Looking to Biden’s recent talks with the EU, it appears the US and EU are beginning to put their differences under Trump behind them. The EU and US have promised a ceasefire on planned tariffs, with the US suspending an increase on tariffs for Malt Whiskey. Instead, it appears the two are siding with one another to tackle the rise of China and growing suspicion of Chinese trading standards, including the theft of IP.

What is interesting when you compare how trade tariffs were used when they were initially bought in after the American Revolution compared to now is the far more political ideology behind the policy. The Tariff Act was bought in to protect American Industry and raise tax. Raising tax through tariffs has become a secondary point in to protecting American Industry. Going further it could be argued that the indirect nature of tariffs to solve unrelated disputes is also a deviation from the original theory behind the policy. Using both IP theft and disputes over state backing in the aviation sector as examples, tariffs have not been used to directly protect corresponding industries. Instead, taxes have been used to impact other industries, such as agriculture or food. What this highlights is that tariffs are no longer primarily an economic protectionist policy, but an aggressive political tool used to further international agendas. Rather than protecting industries, they have weaponised them in unrelated disputes, causing constant volatility in a variety of sectors of the economy.

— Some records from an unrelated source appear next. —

PR #4154, opened 2022-04-11
remove from object doc or fig if empty

nooraangelva:
Ref: https://github.com/inspirehep/inspirehep/issues/2455

### DIFF
--- a/inspirehep/modules/workflows/tasks/actions.py
+++ b/inspirehep/modules/workflows/tasks/actions.py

One thing seems to be clear, whilst President Biden may never self-proclaim himself ‘The Tariff Man’, there does not seem to be a seismic change in approach under his leadership. Whilst he has seized on the opportunity to re-set relations with the EU, it does not mean trade tariffs have been once again shunned. They still appear to be at the front of any toolkit used challenge international disputes, and it is clear they are no longer used in the same way as they were after the American Revolution.